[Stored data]

PR #1681, opened 2022-08-02
[DUOS-1921][risk=no] Refactor to remove usages of DataAccessRequestData.getDarCode

shaemarks:
Addresses [DUOS-1921](https://broadworkbench.atlassian.net/browse/DUOS-1921)
----

- Verify all tests go green


src/main/java/org/broadinstitute/consent/http/service/EmailNotifierService.java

> **Task objective**: Write out word for word every line from the one containing "- Verify all tests go green" through the last line of the data, and no other line.

> **Exercise response**:
- Verify all tests go green


src/main/java/org/broadinstitute/consent/http/service/EmailNotifierService.java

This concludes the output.